# What is the intuitive meaning of a determinant? [duplicate]

I know how to calculate a determinant, but I wanted to know what the meaning of a determinant is? So how could I explain to a child, what a determinant actually is.

Could I think of it as a measure of independence of the columns or rows? Or is there another interpretation that is even simpler?

Edit: The explanation should also explain, the role of the determinant for the solvability of linear equations.

• Unless the child is already interested in determinants, there is no reason to explain them to her. Apr 12, 2016 at 14:48
• @GEdgar, (+1) such a great answer! Loved it :))
– user231343
Apr 12, 2016 at 16:10

The determinant is the volume of parallelepiped formed by the vectors.

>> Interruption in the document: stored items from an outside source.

PR #288, opened 2023-09-20
Report IMU errors

l0ud:
This is changing default behavior of Sensors. If sensor failed to initialize (and has working=false) it will report error, not offline.
I added exception to Empty sensor, not to generate errors from disconnected (and not mandatory) aux imus.

I also made sensor manager set IMU_ERROR flag to statusManager. This way user will see 5 blinking leds on imu error. So far only bno sensor was setting that flag.


unlogisch04 (approved):
LGTM

Eirenliel (approved):

PR #290, opened 2023-09-22
fix Imu icm42688

sctanf:


unlogisch04:
does not build
 #include "network/network.h"

sctanf:
ok done updating everything i think; there still is an issue with calibrating maybe but i cannot test it. same with axes order

unlogisch04 (approved):
LGTM (it build)

Eirenliel (approved):

PR #291, opened 2023-09-22
MPU-6050 No-DMP mode

furrycoding:
Adds a new type of sensor that uses MPU-6050, but without the DMP(sensor fusion in software)
 * Pros:
   * No need to keep MPUs sill/flat on the ground when powering on
 * Cons:
   * Potentially higher drift
   * Manual calibration is basically required

Uses the same sensor fusion as BMI160


furrycoding:
TODO: Verify that rest detection for TCAL actually works(MPUs accel/gyro tend to be quite noisy)

I need to find clean way to modify rest detection config however

furrycoding:
Rebased the branch to 0.4.0
Doing some testing right now, but eveything seems to be working well

src/consts.h
```diff
@@ -35,6 +35,10 @@
 #define IMU_BMI160 8
 #define IMU_ICM20948 9
 #define IMU_ICM42688 10
+
+#define IMU_MPU6500_NODMP 102
+#define IMU_MPU6050_NODMP 106
```
ButterscotchV, line 40: Idk if I like these being defined this way... I think I'd prefer it just following the incrementing ID order.

README.md
```diff
@@ -18,6 +18,13 @@ The following IMUs and their corresponding `IMU` values are supported by the fir
 * MPU-6500 (IMU_MPU6500) & MPU-6050 (IMU_MPU6050)
   * Using internal DMP to fuse Gyroscope and Accelerometer. Can drift substantially.
   * NOTE: Currently the MPU will auto calibrate when powered on. You *must* place it on the ground and *DO NOT* move it until calibration is complete (for a few seconds). **LED on the ESP will blink 5 times after calibration is over.**
+* No-DMP MPU-6500 (IMU_MPU6500_NODMP) & MPU-6050 (IMU_MPU6050_NODMP)
+  * Works with the same IMU, but doesn't use the DMP. Can still drift substantially(perhaps even more, depends on calibration, needs more testing)
+  * Enable by changing IMU type(append `_NODMP` at the end)
+  * For decent results, you **have** to perform gyro/accel calibration(Ideally at the same temperature the tracker would be operating at)
+  * Change calibration config in `defines_mpu6050.h`
+  * The calibration process itself is basically identical to that of BMI160, so refer to it's section for details
+  * You can also perform temperature calibration for better results in variable temperature(slowly heat up the tracker from below 10 degrees C to above 45, keeping it very still)
```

Wikipedia is more precise:

Determinants express the signed $n$-dimensional volumes of $n$-dimensional parallelepipeds.

The determinant is zero iff the vectors are linearly dependent. In this sense, it is a coarse measure of the independence of vectors.

The finer measure of independence of the columns or rows is the rank.

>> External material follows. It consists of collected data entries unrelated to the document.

PR #293, opened 2023-09-25
Fix WiFiscan not working when not connected

unlogisch04:
also changed tab to 4 space, and a 1 line if to a 3 line if


ImUrX:
you should have made the tab change in a different commit, diff is not readable qwq
And the [editorconfig](https://github.com/SlimeVR/SlimeVR-Tracker-ESP/blob/main/.editorconfig) specifies tab instead of space

unlogisch04:
Ok i had to search a littlebit what should be.
Seems like to be tab the correct one for future:
https://discord.com/channels/817184208525983775/959133879682342962/1089772491486011465
https://github.com/SlimeVR/SlimeVR-Tracker-ESP/pull/235

unlogisch04:
Ok, i did not have "EditorConfig for VS Code" installed so the rules where not applied on my code

src/serial/serialcommands.cpp
```diff
@@ -196,7 +201,10 @@ namespace SerialCommands {
 			}
 
 			// Restore conencting state
-			if (WiFi.status() != WL_CONNECTED) WiFi.begin();
+			if (WiFi.status() != WL_CONNECTED) {
+				WiFi.begin();
+			}
+
```
TheDevMinerTV, line 207:
```suggestion
			}
```

src/serial/serialcommands.cpp
```diff
@@ -196,7 +201,10 @@ namespace SerialCommands {
...
         }
```
TheDevMinerTV, line 208:
```suggestion
			if (WiFi.status() != WL_CONNECTED) {
				WiFi.begin();
			}
        }
```

TheDevMinerTV (approved):
LGTM

TheDevMinerTV (approved):
LGTM

TheDevMinerTV:
ignore that I reviewed twice 😱

PR #294, opened 2023-10-01
Clean up packet bundles and feature flags

TheDevMinerTV:


src/network/connection.h
```diff
@@ -107,28 +107,25 @@ class Connection {
...
+	size_t write(const uint8_t* buffer, size_t size);
 
 	bool sendPacketType(uint8_t type);
 	bool sendPacketNumber();
 	bool sendFloat(float f);
 	bool sendByte(uint8_t c);
-	bool sendShort(int16_t i);
+	bool sendU16(uint16_t c);
 	bool sendInt(int32_t i);
 	bool sendLong(int64_t l);
```
unlogisch04, line 133: i think this should be uint64_t as the m_PacketNumber is the only thing that is send with that. see above

src/network/connection.cpp
```diff
@@ -118,7 +118,8 @@ bool Connection::beginBundle() {
 	memset(m_BundledPacket, 0, sizeof(m_BundledPacket));
 	m_BundlePacketInnerCount = 0;
 
-	MUST_TRANSFER_BOOL(m_ServerFeatures.has(ServerFeatures::PROTOCOL_BUNDLE_SUPPORT));
+	MUST_TRANSFER_BOOL(m_ServerFeatures.has(EServerFeatureFlags::PROTOCOL_BUNDLE_SUPPORT
+	));
```
unlogisch04, line 122: Why?

src/network/connection.cpp
```diff
@@ -197,13 +207,7 @@ bool Connection::sendShortString(const char* str) {
...
 }
 
-bool Connection::sendPacketType(uint8_t type) {
-	MUST_TRANSFER_BOOL(sendByte(0));
-	MUST_TRANSFER_BOOL(sendByte(0));
-	MUST_TRANSFER_BOOL(sendByte(0));
-
-	return sendByte(type);
-}
+bool Connection::sendPacketType(uint8_t type) { return sendInt(type); }
```
unlogisch04, line 211: Not sure if that is what is intended. is PacketType 3Byte Reserve and then 1Byte of Data, or is it 4Byte 1 Number?

And i think no 1 line functions. We prefer the 3 line if?

src/network/featureflags.h
```diff
@@ -1,103 +1,99 @@
...
-
-private:
-    bool m_Available = false;
-
-    uint8_t m_Flags[static_cast<uint32_t>(EServerFeatureFlags::BITS_TOTAL) / 8 + 1];
+#include <cinttypes>
+#include <cstring>
+#include <unordered_map>
+
+// I hate C++11 - they fixed this in C++14, but our compilers are old as the iceage
```
unlogisch04, line 33: hm look platform.ini is there not gcc17 active? `-std=gnu++17`

unlogisch04 (commented):
I'm not sure about the changes in featureflags. I can't review that. That template/class is something that i understand too less.

The following should be reviewed, i could not read the code from the other side so i dont know wht it expects:
sendPacketType
sendLong (uint64_t or int64_t)

0forks:
The new packet bundling logic is not working as intended, sends empty bundles flooding the network when there's no data written between `beginBundle()` and `endBundle()`. Idle PPS is expected be around 5-10, I'm observing close to 1000.

image

I mentioned previously that we can't write the bundle header to the UDP library buffer from `beginBundle()` because an API to reset it doesn't exist. I suggest reverting to the original logic or making a dynamic buffer (or just large enough: `64 * MAX_IMU_COUNT`) to hold the whole bundle, which is slightly less efficient. Either way it'll look messy I think.

https://github.com/SlimeVR/SlimeVR-Tracker-ESP/blob/dd2156669d48e38720729d146e1021da9e1a94b3/src/network/connection.cpp#L117-L128

We could alternatively fix it by changing checks in the `Sensor`/`SensorManager`, but that would be less flexible, for example, if we want to wrap more than just `sensor->sendData()`.

Maybe also worth moving the list of default firmware flags back into `featureflags.h` so it's more obvious that they can be marked as enabled when adding new features.

https://github.com/SlimeVR/SlimeVR-Tracker-ESP/blob/dd2156669d48e38720729d146e1021da9e1a94b3/src/network/connection.h#L173-L175

src/network/featureflags.h
TheDevMinerTV: not all boards have c++ 17 support yet

src/network/connection.cpp
TheDevMinerTV: This is not an if, also, this is just what the formatter does.

src/network/connection.cpp
```diff
@@ -146,9 +146,7 @@ size_t Connection::write(const uint8_t *buffer, size_t size) {
 	return m_UDP.write(buffer, size);
 }
 
-size_t Connection::write(uint8_t byte) {
-	return write(&byte, 1);
-}
+size_t Connection::write(uint8_t byte) { return write(&byte, 1); }
```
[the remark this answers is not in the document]
TheDevMinerTV: just what the formatter did

src/network/connection.h
TheDevMinerTV: I think you're looking at the wrong thing? I only changed `sendShort()`, not `sendLong()`.

src/network/connection.cpp
TheDevMinerTV: wdym "Why?"?

src/network/connection.cpp
```diff
@@ -158,19 +156,19 @@ bool Connection::sendFloat(float f) {
 
 bool Connection::sendByte(uint8_t c) { return write(&c, 1) != 0; }
 
-bool Connection::sendShort(uint16_t i) {
+bool Connection::sendShort(int16_t i) {
 	convert_to_chars(i, m_Buf);
```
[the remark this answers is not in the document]
TheDevMinerTV: > ::sendShort is used in endPacket for innerPacketSize that is a uint32_t but it only should send 2bytes?

`innerPacketSize` is a `uint16_t`

> ::sendInt is used to send different board infos

that's how the protocol works

> ::sendLong is used to send a uint64_t for the packetnummer.

You're right, I've renamed the function to what it actually does

TheDevMinerTV:
I've moved the list of active features next to where they are declared.

Next time please use review comments ^^

TheDevMinerTV:
> The new packet bundling logic is not working as intended, sends empty bundles flooding the network when there's no data written between beginBundle() and endBundle().

I fixed this now, it how has a buffer of the size of `MAX_IMU_COUNT * 53` (53 being the size of the inspection packet).

TheDevMinerTV:
@0forks @unlogisch04 @Eirenliel please review

src/network/connection.cpp
unlogisch04: to turncat the "));" i know autoformater.

src/network/featureflags.h
```diff
@@ -1,103 +1,102 @@
...
+struct EnumClassHash {
+	template <typename T>
```
unlogisch04, line 35: I do not like the template here. As we do not save any programming bytes with it. Also the code understanding is more difficult in my meaning. I think that's a possible improvement for the future.

unlogisch04 (approved):
For me it seems to work. But i did not test it with trackers.
For ICM20948 there was a fix needed as they had a internal delay to not send too much updates.
For me the featureflags is something that could be improved more in the meaning more simple as 1 class / function that is seeded with different enums.

unlogisch04:
I did check the performance on that PR. It seems todo the relevant function (has) is about 8 times slower: It only gets called currently at each packet once. so about 100-120times a sec.

FeatureFlag1 = the new function
FeatureFlag2 = existing function
FeatureFlag3 = Raw && 2 uint8_t > 0
```
FeatureFlag1 Setuptime: 9 us
FeatureFlag1 100000     reads: 81500 us
FeatureFlag1 1      avg reads: 0.815 us
FeatureFlag2 Setuptime: 1 us
FeatureFlag2 100000     reads: 11258 us
FeatureFlag2 1      avg reads: 0.113 us
FeatureFlag3 Setuptime: 4 us
FeatureFlag3 100000     reads: 10049 us
FeatureFlag3 1      avg reads: 0.100 us
```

A system of linear equations $Ax=b$ is solvable iff $rank(A)=rank(A\mid b)$, where $A\mid b$ is the augmented matrix.

Determinants appear in the actual solution of systems of linear equations via Cramer's rule (but this is mainly an important theoretical result, because it is not pratical, except for very small systems).

• I like this, but it seems hard for me to connect this to solving linear equastions. Why should the volume have something to do with the solvability of a system. Still a nice interpretation. Apr 12, 2016 at 14:38

Adding to lhf's answer, you can think of the 'geometric' meaning of this volume interpretation: think of how $A$ acts on the vector space $V$.

The volume of the parallelepiped is connected to this interpretation in that the parallelepiped is the image under $A$ of the unit cube. In other words, the parallelepiped is a small-scale model of how $A$ acts on the whole of $V$ (because of linearity!).

When the volume is $0$, it means one or more dimensions were lost in the transfomation (the 'area' of a line or the 'three dimensional volume' of a plane are both zero). This means that, for $Ax = b$, some vectors $b$ – those that have a component in the 'lost dimensions' – won't be reachable at all, while any others will admit multiple solutions (because adding to $x$ some $u$ that lies in those dimensions that are discarded by $A$ does not change the result).

I think @lhf 's answer is the best intuitive explanation.

In response to your edit: a system of $n$ linear equations in $n$ unknowns will always have a unique solution if and only if the determinant is not $0$, because that is the condition that says the rank is $n$ so the corresponding linear map is one to one and onto. But in practice you don't use determinants to solve the equations - although students find it cool, Cramer's rule is really only of theoretical interest. Gaussian elimination (and more advanced numerical methods) do the job better, and give you more information - even when the determinant is $0$ the equation will sometimes have solutions, and when it does they won't be unique.

The intuition I have stuck with once I discovered it is the following. Let $f(x) = Ax$ be a linear transform where $A$ is an $n \times n$ matrix. Then the determinant $|A|$ is the volume scaling factor of the transform $f$. That is, if $S$ is a set in $n$-space that has volume $V$, then $f(S)$ is a set in $n$-space that has volume $V \cdot |A|$.